Tapi ternyata tidak semua uang kuno menjadi target koleksi. Biasanya, para kolektor mencari uang dengan karakteristik tertentu. Jadi, tidak sembarangan.
Berikut ulasan singkatnya dikutip dari laman Pegadaian
Uang Apa Saja yang Dicari Kolektor?
Secara umum, para kolektor sangat suka mengoleksi barang-barang bersejarah, seperti perangko, dokumen, dan uang dari berbagai negara.
Nah, uang yang dicari kolektor adalah uang kuno dan edisi khusus tergolong langka. Bukan tanpa alasan, uang tersebut mempunyai nilai artistik dan historis yang tinggi.
Keunikan tersebut yang membuat beberapa uang kuno memiliki nilai jual yang cukup fantastis. Berikut ini merupakan uang kuno yang dicari kolektor.
1. Uang Kuno Indonesia
Tidak sedikit kolektor yang mengincar uang kuno dari Indonesia, baik dalam bentuk kertas maupun koin dari masa kolonial hingga era kemerdekaan.
- Uang koin Rp50 sen autentik tahun 1959.
- Uang koin edisi 25 tahun kemerdekaan RI tahun 1970.
- Uang koin Rp50 tahun 1971 bergambar cenderawasih.
- Uang koin Rp25 tahun 1996 bergambar pala.
- Uang koin Rp1.000 kelapa sawit tahun 1993.
- Uang kertas Rp500 bergambar harimau.
- Uang kertas Rp100 bergambar kapal pinisi.
- Uang kertas Rp50.000 bergambar W.R. Supratman.
- Uang kertas Rp10.000 bergambar Kartini.
- Uang kertas Rp10.000 bergambar Cut Nyak Dhien.
2. Uang Kuno Zaman Belanda
Uang kuno yang dicari kolektor ini diproduksi selama masa kolonial Belanda di Indonesia, mencakup uang Gulden dan uang kuno lain pada 1930-an hingga sebelum Indonesia merdeka.
3. Uang Kuno India dan Jepang
Para kolektor juga menunjukkan minat yang besar pada uang kuno dari India dan Jepang. Uang koin dan kertasnya mempunyai sejarah sekaligus desain yang sangat menarik.
4. Uang Kuno dari Tiongkok
Jika berbicara tentang uang apa saja yang dicari kolektor, maka uang kuno dari Tiongkok adalah salah satunya. Sebab, uang kertas dan koinnya bernilai estetika tinggi serta autentik.
Perlu diketahui tidak semua jenis uang kuno memiliki harga jual mahal. Tetapi, memang ada beberapa yang dihargai hingga jutaan rupiah per kepingnya.

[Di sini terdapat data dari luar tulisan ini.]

PR #45, opened 2023-01-10
Rework table of contents plugin

elpoelma:
This PR includes several changes for the table-of-contents plugin:
- Configs are no longer RDF-based, but are now prosemirror-nodetype based. For each node/structure that needs to be shown in the table of contents, it needs to be included in the config.
- Configs are no longer serialized, this seemed to be no longer necessary, instead you can configure the node-spec and node-view in the schema with a specific configuration.
- By default, the plugin uses the `textContent` property of a node in order to represent it in the table of contents. If you want to override this behaviour, you may specify a `outlineText` property on the node-specs that need to be picked up. `outlineText` has the type `(node: PNode) => string`.

### DIFF
--- a/addon/components/table-of-contents-plugin/card.ts
+++ b/addon/components/table-of-contents-plugin/card.ts
@@ -1,16 +1,9 @@
 import { action } from '@ember/object';
 import Component from '@glimmer/component';
-import {
-  TableOfContentsConfig,
-  TABLE_OF_CONTENTS_DEFAULT_CONFIG,
-} from '@lblod/ember-rdfa-editor-lblod-plugins/plugins/table-of-contents-plugin/utils/constants';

Terdapat ciri-ciri uang yang dicari kolektor karena dianggap profitabel, di antaranya:
1. Cacat Produksi
Para kolektor gemar menjadikan uang kuno dengan cacat produksi sebagai target koleksi karena dinilai unik. Catat produksi yang dimaksud adalah:
Adanya kesalahan dalam proses pencetakan, seperti ketidaktepatan posisi gambar, tertumpah tinta, salah warna, dan huruf atau angka yang hilang/ tercetak miring.
Uang yang tampak cacat sebab proses produksi tidak sempurna.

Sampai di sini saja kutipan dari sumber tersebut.